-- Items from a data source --
################

PR #109, opened 2025-05-30
perf: uses setImmediate() implementation from tiny-set-immediate

jacoscaz:
This PR changes the task scheduler to use an externally-provided macrotask scheduling function and defaults to using the `setImmediate()` implementation from [`tiny-set-immediate`](https://github.com/jquense/tiny-set-immediate).

This is done to work around performance issues discovered in https://github.com/comunica/comunica/discussions/1552 and ultimately traced back to the enormous difference between `setImmediate()`, which is only available is Node.js-like environments, and `setTimeout(fn, 0)`, which is what the in-house `scheduleMacrotask` function would fallback to prior to this change. The former is roughly 90x faster than the latter.

### DIFF
--- a/taskscheduler.ts
+++ b/taskscheduler.ts
@@ -1,14 +1,11 @@
+
 const resolved = Promise.resolve(undefined);
 
 // Returns a function that asynchronously schedules a task
-export function createTaskScheduler() : TaskScheduler {
+export function createTaskScheduler(scheduleMacrotask: TaskScheduler) : TaskScheduler {
   // Use or create a microtask scheduler
   const scheduleMicrotask = typeof queueMicrotask === 'function' ?
     queueMicrotask : (task: Task) => resolved.then(task);
-
-  // Use or create a macrotask scheduler
-  const scheduleMacrotask = typeof setImmediate === 'function' ?
-    setImmediate : (task: Task) => setTimeout(task, 0);
 
   // Interrupt with a macrotask every once in a while to avoid freezing
   let i = 0;
--- a/taskscheduler.ts
+++ b/taskscheduler.ts
@@ -1,4 +1,3 @@
-
 const resolved = Promise.resolve(undefined);
 
 // Returns a function that asynchronously schedules a task
--- a/taskscheduler.ts
+++ b/taskscheduler.ts
@@ -1,7 +1,9 @@
+import { setImmediate } from 'tiny-set-immediate';
+
 const resolved = Promise.resolve(undefined);
 
 // Returns a function that asynchronously schedules a task
-export function createTaskScheduler(scheduleMacrotask: TaskScheduler) : TaskScheduler {
+export function createTaskScheduler(scheduleMacrotask: TaskScheduler = setImmediate) : TaskScheduler {
   // Use or create a microtask scheduler
   const scheduleMicrotask = typeof queueMicrotask === 'function' ?
     queueMicrotask : (task: Task) => resolved.then(task);
--- a/test/TaskScheduler-test.js
+++ b/test/TaskScheduler-test.js
@@ -51,28 +51,27 @@ describe('TaskScheduler', () => {
     });
   });
 
-  describe('a task scheduler when setImmediate exists', () => {
+  describe('a task scheduler using an externally-provided setImmediate() implementation', () => {
     const backups = {};
+    let setImmediate = sinon.spy();
 
     beforeEach(() => {
       backups.setTimeout = global.setTimeout;
       backups.queueMicrotask = global.queueMicrotask;
-      backups.setImmediate = global.setImmediate;
-      global.setImmediate = sinon.spy();
       global.setTimeout = sinon.spy();
       global.queueMicrotask = sinon.spy();
+      setImmediate = sinon.spy();
     });
 
     after(() => {
       global.setTimeout = backups.setTimeout;
       global.queueMicrotask = backups.queueMicrotask;
-      global.setImmediate = backups.setImmediate;
       delete global.window;
     });
 
     it('alternates between setImmediate and queueMicrotask', () => {
       // Perform 100 calls
-      const taskScheduler = createTaskScheduler();
+      const taskScheduler = createTaskScheduler(setImmediate);
       const tasks = [];
       for (let i = 0; i < 100; i++) {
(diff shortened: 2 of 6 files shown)


test/TaskScheduler-test.js
```diff
@@ -51,28 +51,27 @@ describe('TaskScheduler', () => {
     });
   });
 
-  describe('a task scheduler when setImmediate exists', () => {
```
rubensworks, line 54: I wonder if we want to keep the two variants of these tests, just to validate the behaviour of `tiny-set-immediate`?

tsconfig.json
```diff
@@ -39,7 +39,7 @@
     "noFallthroughCasesInSwitch": true,       /* Report errors for fallthrough cases in switch statement. */
 
     /* Module Resolution Options */
-    // "moduleResolution": "node",            /* Specify module resolution strategy: 'node' (Node.js) or 'classic' (TypeScript pre-1.6). */
+    "moduleResolution": "node",               /* Specify module resolution strategy: 'node' (Node.js) or 'classic' (TypeScript pre-1.6). */
```
rubensworks, line 42: This change may have been unintentional?

taskscheduler.ts
```diff
@@ -1,15 +1,12 @@
+
```
rubensworks, line 2: Empty line can be removed.

rubensworks (changes requested):
Are you seeing any (negative) impact when running the perf script?

test/TaskScheduler-test.js
jacoscaz: If that's the case shouldn't we add more tests to `tiny-set-immediate`'s own test suite?

tsconfig.json
jacoscaz: This is intentional as without this change the TS compiler doesn't know how to resolve the `tiny-set-immediate` package name.

taskscheduler.ts
jacoscaz: Done in https://github.com/RubenVerborgh/AsyncIterator/pull/109/commits/ef08da67c146398ee64b49fcd225c892036b8f66

jacoscaz:
> Are you seeing any (negative) impact when running the perf script?

From `main`:

```
20,000,000 elems 20 maps					 3672.3449579999997
20,000,000 elems 20 maps 20 filter			 2590.885416
100,000 iterators each with 5 maps and 100 elements	 2878.7446660000005
```

From this PR:

```
20,000,000 elems 20 maps					 3685.9225420000002
20,000,000 elems 20 maps 20 filter			 2610.698125000001
100,000 iterators each with 5 maps and 100 elements	 2886.2840000000006
```

taskscheduler.ts
```diff
@@ -1,15 +1,11 @@
 const resolved = Promise.resolve(undefined);
 
 // Returns a function that asynchronously schedules a task
-export function createTaskScheduler() : TaskScheduler {
+export function createTaskScheduler(scheduleMacrotask: TaskScheduler) : TaskScheduler {
```
RubenVerborgh: Make it optional argument, defaulting to `tiny-set-immediate`? Then the code from `asynciterator.ts` can stay as-is; it shouldn't need to know about internals.

test/TaskScheduler-test.js
```diff
@@ -51,28 +51,27 @@ describe('TaskScheduler', () => {
...
+  describe('a task scheduler using an externally-provided setImmediate() implementation', () => {
```
RubenVerborgh, line 54:
```suggestion
  describe('a task scheduler with default setImmediate implementation', () => {
```

test/TaskScheduler-test.js
```diff
@@ -51,28 +51,27 @@ describe('TaskScheduler', () => {
...
     const backups = {};
+    let setImmediate = sinon.spy();
```
RubenVerborgh, line 56: just let it default here; or spy on `tiny-set-immediate` itself

test/TaskScheduler-test.js
```diff
@@ -121,48 +120,6 @@ describe('TaskScheduler', () => {
     });
   });
 
-  describe('a task scheduler when setImmediate does not exist', () => {
```
RubenVerborgh, line 124: Maybe keep this test, but repurpose for custom implementation? I like that the test verifies the alternating behavior in another way.

```
describe('a task scheduler with custom setImmediate implementation',
```

test/TaskScheduler-test.js
```diff
@@ -176,7 +133,7 @@ describe('TaskScheduler', () => {
     });
 
     it('can schedule a task', done => {
-      const taskScheduler = createTaskScheduler();
+      const taskScheduler = createTaskScheduler(setImmediate);
```
RubenVerborgh, line 136: suggest to leave unchanged

RubenVerborgh (approved):
Great work!

taskscheduler.ts
jacoscaz: Done in https://github.com/RubenVerborgh/AsyncIterator/pull/109/commits/fc2d24701b737fe9eb31d24d283632c2fa555b8e

jacoscaz:
@RubenVerborgh I couldn't find a way to spy on `tiny-set-immediate`'s exports directly so I explicitly split the tests into two different sub-suites: one for the no-op spy, whose callback must be invoked manually, and one for a spy on `tiny-set-immediate`'s `setImmediate()`, in which the callback is invoked automatically and thus the numerical checks are postponed via `setImmediate()` itself.

jacoscaz:
@rubensworks @RubenVerborgh just checkin in on this PR. I have not addressed all of the comments above as I wasn't able to find a way to spy on `tiny-set-immediate`'s exports, hence the idea of splitting into two sub-suites (see previous comment).

Insofar as I remember this should be good to go, though perhaps it'd be worth adding an explicit mention to `tiny-set-immediate` in `README.md` to inform downstream users about the performance differences and why it would be a good idea to use it.

No pressure, as always. Over the next few weeks I'll probably experiment with using  `asynciterator` for a major refactor and this morning it dawned on me that I hadn't followed up on this.

rubensworks (approved):
Oh, I forgot about this one.
Would be good to get this one merged indeed!

PR #255, opened 2017-01-24
Added stylelint and stylefmt support

amilajack:
- [x] Added stylelint and stylefmt support
- [x] Conformed all styles to convention


.stylelintrc
```diff
@@ -0,0 +1,7 @@
+{
+  "extends": "stylelint-config-standard",
+	"rules": {
+		"color-hex-case": "upper",
```
mcnuttandrew: i kinda prefer lower cased hexes personally

.stylelintrc
```diff
@@ -0,0 +1,7 @@
...
+    "selector-list-comma-newline-after": "never-multi-line"
```
mcnuttandrew: also i prefer multi-lining multi-selectors

package.json
```diff
@@ -23,6 +23,8 @@
     "clean": "rm -rf dist bundle.* index.html && mkdir dist",
     "build": "npm run clean && babel src -d dist --copy-files && node-sass src/main.scss main.css",
     "lint": "eslint src tests showcase --ignore-pattern node_modules --ignore-pattern bundle.js",
+    "lint-styles": "stylelint examples/*.scss showcase/*.scss src/*.scss src/styles/*.scss --syntax scss",
+    "lint-styles-fix": "stylefmt -r examples/*.scss showcase/*.scss src/*.scss src/styles/*.scss --syntax scss",
```
mcnuttandrew: i'm not sure i understand what this does?

examples/examples.scss
```diff
@@ -7,7 +7,7 @@ body {
   font-size: 14px;
 }
 
-h1, h2, h3, h4, h5 {
+h1,h2,h3,h4,h5 {
```
Apercu: What's the purpose of this one? Minifying our source?

.stylelintrc
amilajack: The convention in the project was mixed so i wasnt sure what to choose. I'll fix this

.stylelintrc
```diff
@@ -0,0 +1,7 @@
+{
+  "extends": "stylelint-config-standard",
+	"rules": {
```
Apercu: Can you format this config instead of keeping mixed tab and spaces?

package.json
Apercu: Kinda the same as `eslint --fix`

Apercu: Lot of repetition here, can't we avoid that? Also unsure if we need to add `stylefmt`, it's useful the first time, but not so much after.

package.json
```diff
@@ -61,6 +63,9 @@
     "react-addons-shallow-compare": ">=15.4.2",
     "react-addons-test-utils": ">=15.4.2",
     "react-dom": ">=15.4.2",
+    "stylefmt": "^5.1.1",
+    "stylelint": "^7.7.1",
+    "stylelint-config-standard": "^15.0.1",
```
Apercu: Note: there is no such thing as standard in the js world 😁

.stylelintrc
Apercu: Same

examples/examples.scss
```diff
@@ -57,16 +57,19 @@ nav {
   float: right;
   padding: 0;
   font-weight: 400;
+
```
Apercu: Do we want this @mcnuttandrew ?

src/styles/plot.scss
```diff
@@ -1,36 +1,28 @@
...
-  color: #c3c3c3;
+  color: #C3C3C3;
   position: relative;
 }
 
 .rv-xy-plot__inner {
   display: block;
 }
 
-.rv-xy-plot__axis {
```
Apercu: I have a feeling this was here as a reminder

showcase/index.scss
```diff
@@ -1,4 +1,4 @@
-@import "../main";
+@import "../src/main.scss";
```
Apercu: Should keep this as it is

Apercu: Hum actually not sure now, maybe it's fine

Apercu:
The showcase stylesheet and example one are exactly the same, we should probably want to merge them.

amilajack:
What about creating a `examples.scss` file in the root and removing the existing `./showcase/index.scss` and `./examples/examples.scss`?

Apercu:
Not a fan of throwing too much files in the root, it should be clean. `src/styles` would be a better place.

amilajack:
Removed duplication by creating a single `./src/styles/examples.scss`

Apercu:
Nice! ;) And could you remove the two rule overrides?

amilajack:
Which rules are you referring to?

amilajack:
I added the second rule because of @mcnuttandrew 's [comment](https://github.com/uber/react-vis/pull/255#discussion_r97651011)

Apercu:
My bad, keep the multi-line, but remove the uppercase

src/styles/plot.scss
```diff
@@ -1,36 +1,30 @@
...
-$rv-xy-plot-axis-line-color: #e6e6e9;
+$rv-xy-plot-axis-line-color: #E6E6E9;
 $rv-xy-plot-axis-font-size: 11px;
-
 $rv-xy-plot-tooltip-background: #3A3A48;
-$rv-xy-plot-tooltip-color: #fff;
+$rv-xy-plot-tooltip-color: #FFF;
 $rv-xy-plot-tooltip-font-size: 12px;
 $rv-xy-plot-tooltip-border-radius: 4px;
 $rv-xy-plot-tooltip-shadow: 0 2px 4px rgba(0, 0, 0, 0.5);
```
mcnuttandrew: while were linting stuff, prefer rbga with hexes: rgba(#000, 0.5) would be better here

amilajack: Should this be done for all hexes or just this one?

package.json
```diff
@@ -23,6 +23,7 @@
     "clean": "rm -rf dist bundle.* index.html && mkdir dist",
     "build": "npm run clean && babel src -d dist --copy-files && node-sass src/main.scss main.css",
     "lint": "eslint src tests showcase --ignore-pattern node_modules --ignore-pattern bundle.js",
+    "lint-styles": "stylelint src/*.scss src/styles/*.scss --syntax scss",
```
Apercu: We should probably be fine with only `stylelint src/styles/*.scss --syntax scss`

amilajack: Fixed

Apercu:
Nice 😃

PR #259, opened 2017-01-27
Initial gitbook working prototype

amilajack:
- [x] Uses the existing `./docs` examples as content for gitbook


amilajack:
screen shot 2017-01-26 at 8 38 00 pm

Setup script:
```
git clone https://github.com/amilajack/react-vis.git
cd react-vis
git checkout gitbook-support
npm i -g gitbook-cli
gitbook install
gitbook serve
```

hanjunx:
sgtm

mcnuttandrew:
This seems fine so far, can confirm that it works! Pretty neat

mcnuttandrew:
What specifically is the plan for making the gitbook integrate the examples/ folder?

amilajack:
We can include the examples files with gitbook [with this plugin](https://github.com/azu/gitbook-plugin-include-codeblock).

mcnuttandrew:
Maybe i don't get that plug-in, but I'm not sure that it will allow us to import the examples folder as it stands? Like it looks kinda like it's expecting handlebars?

amilajack:
Yea, its similar to handlebars in how it allows certain files to be included into readme files. I was thinking that we could use it to import the `./examples/**/*.js` files into the cookbook style documentation.

hanjunx:
sgtm

Hanjun

package.json
```diff
@@ -19,6 +19,7 @@
   },
   "scripts": {
     "docs": "(cd showcase && npm run build && cp bundle.* .. && cd .. && git checkout gh-pages && git commit -am 'Upgrade docs' && git push && git checkout master)",
```
mcnuttandrew: i guess my other question is how with the gitbook interface with the doc script? we need to make sure that this pipeline is easy to run

hanjunx:
lgtm

so lazy, can't move

talk is cheap, show me the code

stay hungry, hunting for souls and love

stay foolish, learning to kill and hate

Hanjun

hanjunx:
it is what it is
i am who i am
slow to anger
quick to turnaround

Hanjun

hanjunx:
Close other issues. I want a clean interface.

Hanjun

package.json
amilajack: I see. Maybe we can run the `gitbook-setup` script in the `docs` script?

amilajack: ?

mcnuttandrew:
I spent sometime over the weekend looking at the plug-in you mention above, and it's not immediately clear to me if it will work for our purposes. I worry that our web-packing solution will not play nice with something that attempts to inject an iframe. (also i think you mean this plug in https://github.com/zingchart/gitbook-plugin-include-display-run, the one you link to would definitely not play nice with our examples). I'm still pretty hesitant about the long term viability of gitbook, especially if it means needing to code up our plugin in order to work with webpack

amilajack:
I'm not sure why webpack is required for the examples. For the gitbook examples, i was thinking that we could import code as txt files and not actually run the examples because we're not aiming for live and editable exampels

mcnuttandrew:
We are definately aiming to be able have our example be live. I don't think we really need them to be editable, but think we really ought to be able to have live versions of our stuff from the /examples folder

amilajack:
I see. But even to have live examples, I don't think the live editor needs to know about our webpack config. esnextb.in is a good example of this. I was looking at [FormidableLabs/component-playground](https://github.com/FormidableLabs/component-playground) over the weekend. Seems pretty nice because live examples can be added adding a few scripts.

mcnuttandrew:
Now that we have the homespun docs-app living in the repo, I'm gonna close this as we no longer need a gitbook

PR #260, opened 2017-01-31
Initial docs 'getting started guide'

amilajack:
Here's an initial demo of the getting started guide. Although its not finished, I would like some early reviews so that I can get an idea for that the rest of the docs should look like


mcnuttandrew:
Looks fine

amilajack:
This actually 100% finished. I made the PR so i could get a review. I'll make a PR that adds some finishing touches to this PR

Issue #236, opened 2017-01-14
demo plot on your github page has a broken plot


Frazer:
on http://uber.github.io/react-vis/  there is a plot that displays really badly:

![screen shot 2017-01-14 at 10 16 42](https://cloud.githubusercontent.com/assets/374464/21954082/f6e5f014-da47-11e6-80d3-cbba04ec5ffa.png)

it appears like that for me on safari and firefox.  

Also the x-axis is displaying decimals (including negative decimals) whenever there are less than 15 columns, which isn't sensible for a bar chart.

![screen shot 2017-01-14 at 11 00 07](https://cloud.githubusercontent.com/assets/374464/21954111/c357bf60-da48-11e6-92c7-4289e1edc84c.png)

mcnuttandrew:
Alt: maybe I'm misunderstanding the basis of your comment, can you provide a gif?

Apercu:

################

-- Your task --
Go to the line with "Task) => setTimeout(task, 0);" in the entries above and repeat every line from there through the line with "global.setImmediate = sinon.spy();", exactly and with no other text.

-- Result of this task --
-    setImmediate : (task: Task) => setTimeout(task, 0);
 
   // Interrupt with a macrotask every once in a while to avoid freezing
   let i = 0;
--- a/taskscheduler.ts
+++ b/taskscheduler.ts
@@ -1,4 +1,3 @@
-
 const resolved = Promise.resolve(undefined);
 
 // Returns a function that asynchronously schedules a task
--- a/taskscheduler.ts
+++ b/taskscheduler.ts
@@ -1,7 +1,9 @@
+import { setImmediate } from 'tiny-set-immediate';
+
 const resolved = Promise.resolve(undefined);
 
 // Returns a function that asynchronously schedules a task
-export function createTaskScheduler(scheduleMacrotask: TaskScheduler) : TaskScheduler {
+export function createTaskScheduler(scheduleMacrotask: TaskScheduler = setImmediate) : TaskScheduler {
   // Use or create a microtask scheduler
   const scheduleMicrotask = typeof queueMicrotask === 'function' ?
     queueMicrotask : (task: Task) => resolved.then(task);
--- a/test/TaskScheduler-test.js
+++ b/test/TaskScheduler-test.js
@@ -51,28 +51,27 @@ describe('TaskScheduler', () => {
     });
   });
 
-  describe('a task scheduler when setImmediate exists', () => {
+  describe('a task scheduler using an externally-provided setImmediate() implementation', () => {
     const backups = {};
+    let setImmediate = sinon.spy();
 
     beforeEach(() => {
       backups.setTimeout = global.setTimeout;
       backups.queueMicrotask = global.queueMicrotask;
-      backups.setImmediate = global.setImmediate;
-      global.setImmediate = sinon.spy();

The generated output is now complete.